**Your task**
Find the string "lookup" in the entries and copy each line that has it.

Collected data entries:

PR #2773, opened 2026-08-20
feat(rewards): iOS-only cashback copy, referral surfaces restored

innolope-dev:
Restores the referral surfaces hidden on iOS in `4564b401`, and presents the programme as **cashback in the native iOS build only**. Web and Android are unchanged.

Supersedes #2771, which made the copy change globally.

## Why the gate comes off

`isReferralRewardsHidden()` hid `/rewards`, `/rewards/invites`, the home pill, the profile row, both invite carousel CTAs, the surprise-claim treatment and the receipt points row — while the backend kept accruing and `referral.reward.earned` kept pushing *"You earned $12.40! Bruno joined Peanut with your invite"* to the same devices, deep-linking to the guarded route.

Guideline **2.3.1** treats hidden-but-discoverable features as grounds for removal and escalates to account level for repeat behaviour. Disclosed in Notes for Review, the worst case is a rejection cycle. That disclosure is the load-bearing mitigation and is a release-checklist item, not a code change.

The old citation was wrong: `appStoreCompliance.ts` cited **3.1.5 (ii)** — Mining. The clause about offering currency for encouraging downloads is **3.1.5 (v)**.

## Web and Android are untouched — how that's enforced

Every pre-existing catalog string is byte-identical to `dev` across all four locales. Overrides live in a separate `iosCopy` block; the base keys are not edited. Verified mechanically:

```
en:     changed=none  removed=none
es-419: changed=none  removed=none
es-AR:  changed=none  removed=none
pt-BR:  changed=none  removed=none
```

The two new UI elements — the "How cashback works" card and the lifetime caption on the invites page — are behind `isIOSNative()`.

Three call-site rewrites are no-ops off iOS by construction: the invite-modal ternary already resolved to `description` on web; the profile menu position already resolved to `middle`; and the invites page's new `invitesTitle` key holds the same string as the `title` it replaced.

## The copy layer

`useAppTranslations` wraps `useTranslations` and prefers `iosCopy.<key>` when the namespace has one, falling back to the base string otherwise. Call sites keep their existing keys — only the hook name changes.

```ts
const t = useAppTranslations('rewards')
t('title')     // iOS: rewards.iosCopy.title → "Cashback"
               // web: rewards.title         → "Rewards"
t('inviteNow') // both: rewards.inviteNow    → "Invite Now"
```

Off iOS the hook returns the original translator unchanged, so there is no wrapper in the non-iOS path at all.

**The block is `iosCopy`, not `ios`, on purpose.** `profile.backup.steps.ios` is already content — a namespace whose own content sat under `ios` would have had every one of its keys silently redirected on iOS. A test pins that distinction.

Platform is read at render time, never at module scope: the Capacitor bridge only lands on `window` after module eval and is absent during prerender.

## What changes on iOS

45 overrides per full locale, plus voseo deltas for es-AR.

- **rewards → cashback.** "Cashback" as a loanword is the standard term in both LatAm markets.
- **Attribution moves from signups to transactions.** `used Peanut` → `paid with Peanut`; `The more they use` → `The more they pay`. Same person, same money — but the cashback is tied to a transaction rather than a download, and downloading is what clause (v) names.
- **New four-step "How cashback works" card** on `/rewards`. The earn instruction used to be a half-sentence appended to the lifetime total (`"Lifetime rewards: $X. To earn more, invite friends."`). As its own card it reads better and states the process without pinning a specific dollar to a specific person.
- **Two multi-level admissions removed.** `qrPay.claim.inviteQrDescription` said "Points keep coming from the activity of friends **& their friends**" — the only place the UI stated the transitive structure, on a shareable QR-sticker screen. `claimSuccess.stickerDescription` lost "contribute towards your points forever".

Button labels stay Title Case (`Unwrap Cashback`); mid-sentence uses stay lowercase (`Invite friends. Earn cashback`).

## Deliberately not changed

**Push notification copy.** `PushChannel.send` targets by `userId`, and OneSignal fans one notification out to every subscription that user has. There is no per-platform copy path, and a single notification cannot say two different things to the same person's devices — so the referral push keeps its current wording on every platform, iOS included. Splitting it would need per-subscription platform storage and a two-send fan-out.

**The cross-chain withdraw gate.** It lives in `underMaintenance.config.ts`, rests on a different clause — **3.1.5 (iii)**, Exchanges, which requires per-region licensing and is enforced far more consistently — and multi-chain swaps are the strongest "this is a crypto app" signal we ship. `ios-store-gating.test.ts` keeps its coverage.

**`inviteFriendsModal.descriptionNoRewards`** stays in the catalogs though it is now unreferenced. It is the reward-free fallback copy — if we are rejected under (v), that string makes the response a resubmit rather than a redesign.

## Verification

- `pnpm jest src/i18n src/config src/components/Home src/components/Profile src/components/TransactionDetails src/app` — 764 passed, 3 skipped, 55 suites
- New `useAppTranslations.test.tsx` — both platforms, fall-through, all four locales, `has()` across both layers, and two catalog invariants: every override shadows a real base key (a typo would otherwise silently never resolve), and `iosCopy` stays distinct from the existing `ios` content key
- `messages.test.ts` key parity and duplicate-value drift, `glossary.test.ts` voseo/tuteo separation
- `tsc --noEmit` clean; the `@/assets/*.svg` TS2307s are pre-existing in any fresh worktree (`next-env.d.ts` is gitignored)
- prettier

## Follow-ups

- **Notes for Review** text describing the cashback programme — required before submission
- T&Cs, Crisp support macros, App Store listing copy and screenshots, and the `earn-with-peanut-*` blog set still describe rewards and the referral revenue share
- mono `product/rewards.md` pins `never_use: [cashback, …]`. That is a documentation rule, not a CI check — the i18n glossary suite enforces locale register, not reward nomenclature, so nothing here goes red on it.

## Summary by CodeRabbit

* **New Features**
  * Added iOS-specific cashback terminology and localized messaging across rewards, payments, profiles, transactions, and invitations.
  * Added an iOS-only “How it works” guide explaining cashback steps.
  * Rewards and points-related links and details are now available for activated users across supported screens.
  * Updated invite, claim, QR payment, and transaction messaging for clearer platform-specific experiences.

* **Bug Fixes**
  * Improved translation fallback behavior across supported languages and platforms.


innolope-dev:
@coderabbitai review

---

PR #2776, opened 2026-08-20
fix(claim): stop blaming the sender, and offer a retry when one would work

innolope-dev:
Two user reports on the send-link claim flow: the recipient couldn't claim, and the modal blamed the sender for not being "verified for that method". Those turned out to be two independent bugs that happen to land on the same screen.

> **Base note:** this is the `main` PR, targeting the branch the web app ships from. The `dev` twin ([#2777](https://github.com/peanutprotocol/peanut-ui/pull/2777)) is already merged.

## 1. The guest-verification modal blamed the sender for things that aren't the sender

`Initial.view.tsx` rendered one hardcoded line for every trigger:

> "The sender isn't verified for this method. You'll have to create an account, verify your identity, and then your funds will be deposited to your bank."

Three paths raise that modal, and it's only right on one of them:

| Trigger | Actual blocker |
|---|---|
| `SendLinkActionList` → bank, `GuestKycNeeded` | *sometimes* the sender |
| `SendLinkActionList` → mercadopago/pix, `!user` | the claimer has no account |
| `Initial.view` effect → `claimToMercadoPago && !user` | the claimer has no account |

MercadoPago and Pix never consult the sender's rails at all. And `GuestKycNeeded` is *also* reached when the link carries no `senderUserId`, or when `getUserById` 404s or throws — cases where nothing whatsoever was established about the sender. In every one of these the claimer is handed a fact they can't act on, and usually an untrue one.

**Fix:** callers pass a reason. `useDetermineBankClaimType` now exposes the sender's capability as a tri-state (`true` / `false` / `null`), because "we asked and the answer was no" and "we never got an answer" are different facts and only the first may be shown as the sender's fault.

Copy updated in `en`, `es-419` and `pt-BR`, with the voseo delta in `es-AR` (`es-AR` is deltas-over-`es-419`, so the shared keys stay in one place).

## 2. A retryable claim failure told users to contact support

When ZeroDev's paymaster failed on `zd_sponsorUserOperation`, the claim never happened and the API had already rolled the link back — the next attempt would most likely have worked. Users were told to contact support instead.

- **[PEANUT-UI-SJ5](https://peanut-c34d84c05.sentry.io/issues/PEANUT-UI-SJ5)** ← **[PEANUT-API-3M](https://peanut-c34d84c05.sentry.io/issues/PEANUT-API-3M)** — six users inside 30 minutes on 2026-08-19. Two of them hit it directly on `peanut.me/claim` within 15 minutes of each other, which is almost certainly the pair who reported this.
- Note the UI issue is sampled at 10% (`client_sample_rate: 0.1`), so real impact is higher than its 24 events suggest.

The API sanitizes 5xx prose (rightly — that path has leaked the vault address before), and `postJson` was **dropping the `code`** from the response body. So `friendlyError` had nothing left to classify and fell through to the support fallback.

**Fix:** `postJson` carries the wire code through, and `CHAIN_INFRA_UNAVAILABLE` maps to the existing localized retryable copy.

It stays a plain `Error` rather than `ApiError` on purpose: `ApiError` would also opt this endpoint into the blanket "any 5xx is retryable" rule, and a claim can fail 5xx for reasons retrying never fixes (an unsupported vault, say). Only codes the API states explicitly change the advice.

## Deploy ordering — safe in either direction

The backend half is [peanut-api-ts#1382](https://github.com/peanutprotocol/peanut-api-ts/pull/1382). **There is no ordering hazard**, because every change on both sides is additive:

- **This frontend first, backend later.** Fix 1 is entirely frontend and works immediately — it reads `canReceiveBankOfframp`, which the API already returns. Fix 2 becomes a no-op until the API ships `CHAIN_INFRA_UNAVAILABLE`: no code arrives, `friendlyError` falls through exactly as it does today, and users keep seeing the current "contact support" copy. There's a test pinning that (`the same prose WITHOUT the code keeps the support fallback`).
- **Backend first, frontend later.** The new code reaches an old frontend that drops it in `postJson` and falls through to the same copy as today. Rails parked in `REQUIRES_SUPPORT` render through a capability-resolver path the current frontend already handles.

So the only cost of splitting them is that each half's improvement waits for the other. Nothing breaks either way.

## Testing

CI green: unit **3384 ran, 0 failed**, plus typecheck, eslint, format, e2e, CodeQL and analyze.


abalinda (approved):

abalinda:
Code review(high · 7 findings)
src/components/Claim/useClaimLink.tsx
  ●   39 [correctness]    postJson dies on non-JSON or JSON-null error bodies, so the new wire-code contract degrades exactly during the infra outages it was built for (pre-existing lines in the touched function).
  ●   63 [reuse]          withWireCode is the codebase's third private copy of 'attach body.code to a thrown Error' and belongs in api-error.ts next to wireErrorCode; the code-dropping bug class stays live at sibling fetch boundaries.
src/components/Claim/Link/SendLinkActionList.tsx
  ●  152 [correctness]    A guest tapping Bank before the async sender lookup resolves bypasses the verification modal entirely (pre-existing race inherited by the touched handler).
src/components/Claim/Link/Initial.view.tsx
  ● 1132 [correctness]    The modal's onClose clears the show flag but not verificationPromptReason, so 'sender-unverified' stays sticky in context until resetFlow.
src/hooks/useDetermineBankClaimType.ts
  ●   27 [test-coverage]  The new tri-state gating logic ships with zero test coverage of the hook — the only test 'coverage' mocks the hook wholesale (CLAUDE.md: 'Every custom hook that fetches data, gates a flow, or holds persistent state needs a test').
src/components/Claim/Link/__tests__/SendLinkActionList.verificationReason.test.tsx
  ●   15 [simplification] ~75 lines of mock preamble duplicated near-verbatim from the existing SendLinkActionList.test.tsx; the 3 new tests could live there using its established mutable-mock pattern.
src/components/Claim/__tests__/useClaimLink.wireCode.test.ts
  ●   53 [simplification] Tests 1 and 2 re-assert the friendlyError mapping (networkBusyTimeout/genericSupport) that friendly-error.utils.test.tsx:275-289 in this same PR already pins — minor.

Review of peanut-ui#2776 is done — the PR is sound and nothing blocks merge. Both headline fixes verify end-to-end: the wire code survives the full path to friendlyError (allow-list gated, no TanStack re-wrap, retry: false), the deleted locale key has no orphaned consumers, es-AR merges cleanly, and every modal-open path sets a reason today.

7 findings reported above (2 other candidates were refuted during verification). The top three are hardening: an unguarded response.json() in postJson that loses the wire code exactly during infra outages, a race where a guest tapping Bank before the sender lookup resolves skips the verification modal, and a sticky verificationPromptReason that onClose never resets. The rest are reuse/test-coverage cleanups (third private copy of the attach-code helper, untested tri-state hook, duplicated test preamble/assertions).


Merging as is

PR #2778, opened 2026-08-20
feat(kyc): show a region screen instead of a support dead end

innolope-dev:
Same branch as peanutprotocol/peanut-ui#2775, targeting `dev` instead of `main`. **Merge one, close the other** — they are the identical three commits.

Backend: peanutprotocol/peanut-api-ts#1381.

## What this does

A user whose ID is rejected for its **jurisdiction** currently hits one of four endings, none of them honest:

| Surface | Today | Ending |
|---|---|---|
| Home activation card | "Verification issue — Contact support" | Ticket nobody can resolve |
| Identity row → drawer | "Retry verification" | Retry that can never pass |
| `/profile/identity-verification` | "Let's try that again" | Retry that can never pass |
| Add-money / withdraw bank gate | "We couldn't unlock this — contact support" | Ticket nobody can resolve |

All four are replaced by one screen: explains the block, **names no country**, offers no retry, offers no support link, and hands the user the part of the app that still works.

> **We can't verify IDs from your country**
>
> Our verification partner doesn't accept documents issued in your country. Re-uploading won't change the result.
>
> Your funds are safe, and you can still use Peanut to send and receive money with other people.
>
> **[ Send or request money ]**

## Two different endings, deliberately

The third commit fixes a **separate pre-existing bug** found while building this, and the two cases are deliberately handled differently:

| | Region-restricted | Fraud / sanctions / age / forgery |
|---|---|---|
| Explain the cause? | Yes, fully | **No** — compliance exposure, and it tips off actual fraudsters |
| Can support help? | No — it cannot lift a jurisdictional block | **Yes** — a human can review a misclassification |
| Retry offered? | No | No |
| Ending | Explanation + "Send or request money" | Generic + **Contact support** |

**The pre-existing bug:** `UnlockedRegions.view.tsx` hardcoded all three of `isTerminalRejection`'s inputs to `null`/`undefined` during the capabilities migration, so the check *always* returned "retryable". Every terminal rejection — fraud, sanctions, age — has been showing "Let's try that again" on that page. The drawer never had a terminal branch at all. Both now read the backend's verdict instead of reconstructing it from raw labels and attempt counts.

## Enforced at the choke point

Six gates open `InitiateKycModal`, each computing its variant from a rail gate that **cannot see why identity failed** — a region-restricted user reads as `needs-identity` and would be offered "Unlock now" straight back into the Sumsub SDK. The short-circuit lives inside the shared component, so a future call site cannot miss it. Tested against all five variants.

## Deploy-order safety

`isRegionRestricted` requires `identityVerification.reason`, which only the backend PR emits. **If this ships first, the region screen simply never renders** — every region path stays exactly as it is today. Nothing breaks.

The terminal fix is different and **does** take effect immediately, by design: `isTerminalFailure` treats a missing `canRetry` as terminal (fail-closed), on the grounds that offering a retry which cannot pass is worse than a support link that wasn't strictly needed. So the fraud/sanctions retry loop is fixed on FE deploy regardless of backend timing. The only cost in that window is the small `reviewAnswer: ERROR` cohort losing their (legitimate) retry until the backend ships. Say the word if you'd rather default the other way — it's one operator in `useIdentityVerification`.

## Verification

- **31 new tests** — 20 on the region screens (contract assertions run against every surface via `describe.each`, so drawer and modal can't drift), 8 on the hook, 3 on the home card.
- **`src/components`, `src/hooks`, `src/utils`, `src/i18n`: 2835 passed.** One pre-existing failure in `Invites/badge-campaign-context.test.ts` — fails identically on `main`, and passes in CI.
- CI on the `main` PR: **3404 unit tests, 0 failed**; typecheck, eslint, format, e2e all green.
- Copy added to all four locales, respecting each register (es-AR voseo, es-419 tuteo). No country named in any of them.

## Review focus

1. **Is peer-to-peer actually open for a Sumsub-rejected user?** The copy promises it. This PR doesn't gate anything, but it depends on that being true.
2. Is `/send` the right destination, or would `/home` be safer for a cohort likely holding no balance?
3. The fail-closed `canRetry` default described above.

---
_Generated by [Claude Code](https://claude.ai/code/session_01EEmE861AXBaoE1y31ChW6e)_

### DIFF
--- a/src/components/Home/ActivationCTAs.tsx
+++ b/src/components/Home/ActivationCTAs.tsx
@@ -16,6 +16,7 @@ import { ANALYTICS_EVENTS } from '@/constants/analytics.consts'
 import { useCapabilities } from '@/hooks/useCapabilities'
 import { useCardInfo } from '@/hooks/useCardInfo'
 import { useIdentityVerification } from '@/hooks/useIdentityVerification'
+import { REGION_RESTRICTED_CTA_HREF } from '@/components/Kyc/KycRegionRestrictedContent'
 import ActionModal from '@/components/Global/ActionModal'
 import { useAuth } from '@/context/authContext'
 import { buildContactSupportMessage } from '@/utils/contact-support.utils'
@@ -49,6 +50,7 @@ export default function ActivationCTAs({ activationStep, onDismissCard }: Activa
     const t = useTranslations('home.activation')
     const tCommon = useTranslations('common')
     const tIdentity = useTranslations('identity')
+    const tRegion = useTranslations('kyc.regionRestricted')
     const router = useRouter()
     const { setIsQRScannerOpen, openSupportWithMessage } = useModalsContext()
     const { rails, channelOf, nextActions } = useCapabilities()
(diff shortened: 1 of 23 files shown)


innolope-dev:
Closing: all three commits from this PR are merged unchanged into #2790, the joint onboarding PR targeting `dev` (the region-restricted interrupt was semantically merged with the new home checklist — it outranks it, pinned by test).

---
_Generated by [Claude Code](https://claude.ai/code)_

**Answer to this task**
  ●  152 [correctness]    A guest tapping Bank before the async sender lookup resolves bypasses the verification modal entirely (pre-existing race inherited by the touched handler).
7 findings reported above (2 other candidates were refuted during verification). The top three are hardening: an unguarded response.json() in postJson that loses the wire code exactly during infra outages, a race where a guest tapping Bank before the sender lookup resolves skips the verification modal, and a sticky verificationPromptReason that onClose never resets. The rest are reuse/test-coverage cleanups (third private copy of the attach-code helper, untested tri-state hook, duplicated test preamble/assertions).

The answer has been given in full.